The serum 25(OH)D level was measured using an enzyme-linked immunosorbent assay (Ottignies-Louvain-la-Neuve, Belgium) [14]. Serum 25(OH)D between 20–40 ng/mL considered normal, while serum 25(OH)D < 20 ng/mL was considered 25(OH)D deficiency, according to the Endocrine Society guideline [22].
The TaqI genotyping was done after DNA extraction from the adolescents’ blood samples. The DNA was extracted using the standard salting out method [14].
The TaqI genotyping was performed using Polymerase Chain Reaction (PCR) and amplification of the targeted region.
Both TaqI wild-type and variant, were prepared for amplification and ran on 2% agarose gel separately as a result of the allele-specific primer design that resulted in the same product size (i.e., 148 bp) [14].
The sequences of the primers covering the targeted gene region were 50-CAGGACGCC GCGCTGATT-30 (forward primer for wild type), 50-CAGGACGCCGCGCTGATC-30 (forward primer sequence for variant allele), and 50-CCTCATTGAGGCTGCGCAG-30 (reverse common primer) [14].
The PCR was optimized after 30 cycles of 5 min. of denaturation at 94°C, 30 sec. of second denaturation at 94°C, 45 sec. of annealing at 60°C, and 45 sec. of elongation at 72°C.
The amplified product was visualized on 2% agarose gel electrophoresis under Applied Biosystems 3130/3130xl Genetic Analyzers (Applied Biosystems and Hitachi, Ltd., US) imaging system.

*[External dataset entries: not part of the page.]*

PR #1648, opened 2024-07-29
Effects: keep track of CPS calls and distinguish CPS calls and trampolined calls

OlivierNicole:
This makes a more precise distinction between CPS calls and trampolined calls, and keeps track of both. It is used in wasm_of_ocaml to handle CPS calls.

This PR is the first in a series of PRs intending to reduce the diff between js_of_ocaml and wasm_of_ocaml, in order to merge the two repos eventually, or at least to ease integration of JSOO updates in WSOO.

### DIFF
--- a/compiler/lib/effects.ml
+++ b/compiler/lib/effects.ml
@@ -247,7 +247,9 @@ let jump_closures blocks_to_transform idom : jump_closures =
     idom
     { closure_of_jump = Addr.Map.empty; closures_of_alloc_site = Addr.Map.empty }
 
-type cps_calls = Var.Set.t
+type trampolined_calls = Var.Set.t
+
+type in_cps = Var.Set.t
 
 type st =
   { mutable new_blocks : Code.block Addr.Map.t * Code.Addr.t
@@ -263,7 +265,8 @@ type st =
   ; block_order : (Addr.t, int) Hashtbl.t
   ; live_vars : Deadcode.variable_uses
   ; flow_info : Global_flow.info
-  ; cps_calls : cps_calls ref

The presence of a single 148-bp band either for wild type or variant allele in homozygous condition indicates successful amplification. While the presence of both bands with the same size (148-bp) represented the heterozygous condition [14].
Collected data were analyzed to detect the relation between serum 25(OH)D and PD (primary outcome). The secondary outcome measures the odds of PD in Asian adolescents with TaqI polymorphism.
Sample Size
The required sample required for this study was calculated based on the total number of adolescents between 12–18 years old in Aktobe-Kazakhstan (27,972), the prevalence of dysmenorrhea among adolescents (8–83%), and using the G Power (version 3.1.9.7) for sample size (Düsseldorf; Germany), setting the probability at 0.05, power at 0.95%, and sample size at 0.5. Consequently, an effective sample size ≥ 210 in two groups (study and controls) was needed to produce an acceptable figure.
Statistical analysis
The SPSS (Statistical Package for Social Sciences) version 25 (Chicago, IL, USA) was used for analysis of the collected data. The mean and standard deviation (± SD) were used to present numerical values, while the number (n) and percentage (%) were used to present categorical values. The Student t was used for analysis of quantitative and the Chi-square (x2) test was used for analysis of qualitative data. The correlation analysis was done using the Pearson`s correlation coefficient (r) to detect the relation between serum 25(OH)D and PD. The MedCalc 20.106 (MedCalc Software Ltd, Belgium) was also used to calculate the odd ratio (OR) of PD in Asian adolescents with TaqI polymorphism. P < 0.05 considered significant.